EXERCISE AIM:
Repeat every line that appears below, with nothing altered.

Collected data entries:
· · ·
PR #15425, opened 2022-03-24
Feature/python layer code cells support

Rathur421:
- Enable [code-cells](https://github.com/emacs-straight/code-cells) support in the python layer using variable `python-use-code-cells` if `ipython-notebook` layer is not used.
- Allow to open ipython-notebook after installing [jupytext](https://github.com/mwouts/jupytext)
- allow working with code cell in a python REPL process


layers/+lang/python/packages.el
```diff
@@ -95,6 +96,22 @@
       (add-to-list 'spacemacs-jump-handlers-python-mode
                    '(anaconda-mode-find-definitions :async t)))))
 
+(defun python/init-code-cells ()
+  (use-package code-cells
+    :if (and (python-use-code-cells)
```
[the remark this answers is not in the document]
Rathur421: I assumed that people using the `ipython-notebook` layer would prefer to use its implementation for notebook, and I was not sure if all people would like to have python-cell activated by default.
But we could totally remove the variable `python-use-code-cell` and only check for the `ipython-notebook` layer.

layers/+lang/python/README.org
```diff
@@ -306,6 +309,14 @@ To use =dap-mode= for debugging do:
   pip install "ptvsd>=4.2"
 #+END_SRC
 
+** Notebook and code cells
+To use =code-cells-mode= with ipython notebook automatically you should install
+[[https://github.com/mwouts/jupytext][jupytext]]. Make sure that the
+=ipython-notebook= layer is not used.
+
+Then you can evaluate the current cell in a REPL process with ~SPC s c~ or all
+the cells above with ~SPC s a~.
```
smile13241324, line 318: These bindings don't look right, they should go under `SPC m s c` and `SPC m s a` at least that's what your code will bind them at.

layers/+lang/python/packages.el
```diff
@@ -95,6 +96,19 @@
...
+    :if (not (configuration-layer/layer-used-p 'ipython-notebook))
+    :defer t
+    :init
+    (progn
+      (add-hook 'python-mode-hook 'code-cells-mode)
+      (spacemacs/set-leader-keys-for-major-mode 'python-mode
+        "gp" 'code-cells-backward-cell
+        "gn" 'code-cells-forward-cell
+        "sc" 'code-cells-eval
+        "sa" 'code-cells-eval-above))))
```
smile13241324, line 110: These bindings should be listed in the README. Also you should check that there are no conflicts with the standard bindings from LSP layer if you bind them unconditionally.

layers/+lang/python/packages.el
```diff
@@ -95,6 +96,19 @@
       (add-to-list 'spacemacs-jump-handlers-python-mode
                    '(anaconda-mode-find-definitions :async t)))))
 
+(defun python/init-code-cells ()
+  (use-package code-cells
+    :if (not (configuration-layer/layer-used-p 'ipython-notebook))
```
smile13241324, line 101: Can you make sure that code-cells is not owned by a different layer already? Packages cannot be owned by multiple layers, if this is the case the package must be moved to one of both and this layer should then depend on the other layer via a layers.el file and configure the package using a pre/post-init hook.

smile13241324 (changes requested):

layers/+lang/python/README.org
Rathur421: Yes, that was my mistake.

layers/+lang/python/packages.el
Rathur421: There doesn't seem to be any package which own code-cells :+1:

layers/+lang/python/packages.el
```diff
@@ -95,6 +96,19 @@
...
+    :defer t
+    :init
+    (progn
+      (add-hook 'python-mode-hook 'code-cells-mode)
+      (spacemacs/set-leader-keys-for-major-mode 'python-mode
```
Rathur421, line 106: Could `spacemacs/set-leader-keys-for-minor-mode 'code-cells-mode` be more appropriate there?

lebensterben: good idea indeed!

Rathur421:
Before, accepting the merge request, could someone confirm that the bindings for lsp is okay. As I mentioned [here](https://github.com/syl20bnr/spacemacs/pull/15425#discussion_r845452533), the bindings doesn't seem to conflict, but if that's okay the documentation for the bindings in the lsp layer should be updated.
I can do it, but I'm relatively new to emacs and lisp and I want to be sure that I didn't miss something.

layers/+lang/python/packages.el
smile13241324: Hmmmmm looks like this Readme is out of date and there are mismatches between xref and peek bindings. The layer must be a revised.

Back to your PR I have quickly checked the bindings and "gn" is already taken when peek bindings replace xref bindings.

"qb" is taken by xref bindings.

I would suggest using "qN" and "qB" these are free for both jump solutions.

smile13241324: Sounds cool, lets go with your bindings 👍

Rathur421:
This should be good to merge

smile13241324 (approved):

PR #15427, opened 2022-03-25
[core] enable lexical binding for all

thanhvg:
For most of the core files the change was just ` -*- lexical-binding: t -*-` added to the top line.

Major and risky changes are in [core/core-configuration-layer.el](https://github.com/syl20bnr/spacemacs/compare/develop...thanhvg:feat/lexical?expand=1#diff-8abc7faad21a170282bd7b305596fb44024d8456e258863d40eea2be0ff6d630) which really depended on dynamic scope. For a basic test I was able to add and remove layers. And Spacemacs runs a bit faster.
· · ·
EXERCISE RESULT:
PR #15425, opened 2022-03-24
Feature/python layer code cells support

Rathur421:
- Enable [code-cells](https://github.com/emacs-straight/code-cells) support in the python layer using variable `python-use-code-cells` if `ipython-notebook` layer is not used.
- Allow to open ipython-notebook after installing [jupytext](https://github.com/mwouts/jupytext)
- allow working with code cell in a python REPL process


layers/+lang/python/packages.el
```diff
@@ -95,6 +96,22 @@
       (add-to-list 'spacemacs-jump-handlers-python-mode
                    '(anaconda-mode-find-definitions :async t)))))
 
+(defun python/init-code-cells ()
+  (use-package code-cells
+    :if (and (python-use-code-cells)
```
[the remark this answers is not in the document]
Rathur421: I assumed that people using the `ipython-notebook` layer would prefer to use its implementation for notebook, and I was not sure if all people would like to have python-cell activated by default.
But we could totally remove the variable `python-use-code-cell` and only check for the `ipython-notebook` layer.

layers/+lang/python/README.org
```diff
@@ -306,6 +309,14 @@ To use =dap-mode= for debugging do:
   pip install "ptvsd>=4.2"
 #+END_SRC
 
+** Notebook and code cells
+To use =code-cells-mode= with ipython notebook automatically you should install
+[[https://github.com/mwouts/jupytext][jupytext]]. Make sure that the
+=ipython-notebook= layer is not used.
+
+Then you can evaluate the current cell in a REPL process with ~SPC s c~ or all
+the cells above with ~SPC s a~.
```
smile13241324, line 318: These bindings don't look right, they should go under `SPC m s c` and `SPC m s a` at least that's what your code will bind them at.

layers/+lang/python/packages.el
```diff
@@ -95,6 +96,19 @@
...
+    :if (not (configuration-layer/layer-used-p 'ipython-notebook))
+    :defer t
+    :init
+    (progn
+      (add-hook 'python-mode-hook 'code-cells-mode)
+      (spacemacs/set-leader-keys-for-major-mode 'python-mode
+        "gp" 'code-cells-backward-cell
+        "gn" 'code-cells-forward-cell
+        "sc" 'code-cells-eval
+        "sa" 'code-cells-eval-above))))
```
smile13241324, line 110: These bindings should be listed in the README. Also you should check that there are no conflicts with the standard bindings from LSP layer if you bind them unconditionally.

layers/+lang/python/packages.el
```diff
@@ -95,6 +96,19 @@
       (add-to-list 'spacemacs-jump-handlers-python-mode
                    '(anaconda-mode-find-definitions :async t)))))
 
+(defun python/init-code-cells ()
+  (use-package code-cells
+    :if (not (configuration-layer/layer-used-p 'ipython-notebook))
```
smile13241324, line 101: Can you make sure that code-cells is not owned by a different layer already? Packages cannot be owned by multiple layers, if this is the case the package must be moved to one of both and this layer should then depend on the other layer via a layers.el file and configure the package using a pre/post-init hook.

smile13241324 (changes requested):

layers/+lang/python/README.org
Rathur421: Yes, that was my mistake.

layers/+lang/python/packages.el
Rathur421: There doesn't seem to be any package which own code-cells :+1:

layers/+lang/python/packages.el
```diff
@@ -95,6 +96,19 @@
...
+    :defer t
+    :init
+    (progn
+      (add-hook 'python-mode-hook 'code-cells-mode)
+      (spacemacs/set-leader-keys-for-major-mode 'python-mode
```
Rathur421, line 106: Could `spacemacs/set-leader-keys-for-minor-mode 'code-cells-mode` be more appropriate there?

lebensterben: good idea indeed!

Rathur421:
Before, accepting the merge request, could someone confirm that the bindings for lsp is okay. As I mentioned [here](https://github.com/syl20bnr/spacemacs/pull/15425#discussion_r845452533), the bindings doesn't seem to conflict, but if that's okay the documentation for the bindings in the lsp layer should be updated.
I can do it, but I'm relatively new to emacs and lisp and I want to be sure that I didn't miss something.

layers/+lang/python/packages.el
smile13241324: Hmmmmm looks like this Readme is out of date and there are mismatches between xref and peek bindings. The layer must be a revised.

Back to your PR I have quickly checked the bindings and "gn" is already taken when peek bindings replace xref bindings.

"qb" is taken by xref bindings.

I would suggest using "qN" and "qB" these are free for both jump solutions.

smile13241324: Sounds cool, lets go with your bindings 👍

Rathur421:
This should be good to merge

smile13241324 (approved):

PR #15427, opened 2022-03-25
[core] enable lexical binding for all

thanhvg:
For most of the core files the change was just ` -*- lexical-binding: t -*-` added to the top line.

Major and risky changes are in [core/core-configuration-layer.el](https://github.com/syl20bnr/spacemacs/compare/develop...thanhvg:feat/lexical?expand=1#diff-8abc7faad21a170282bd7b305596fb44024d8456e258863d40eea2be0ff6d630) which really depended on dynamic scope. For a basic test I was able to add and remove layers. And Spacemacs runs a bit faster.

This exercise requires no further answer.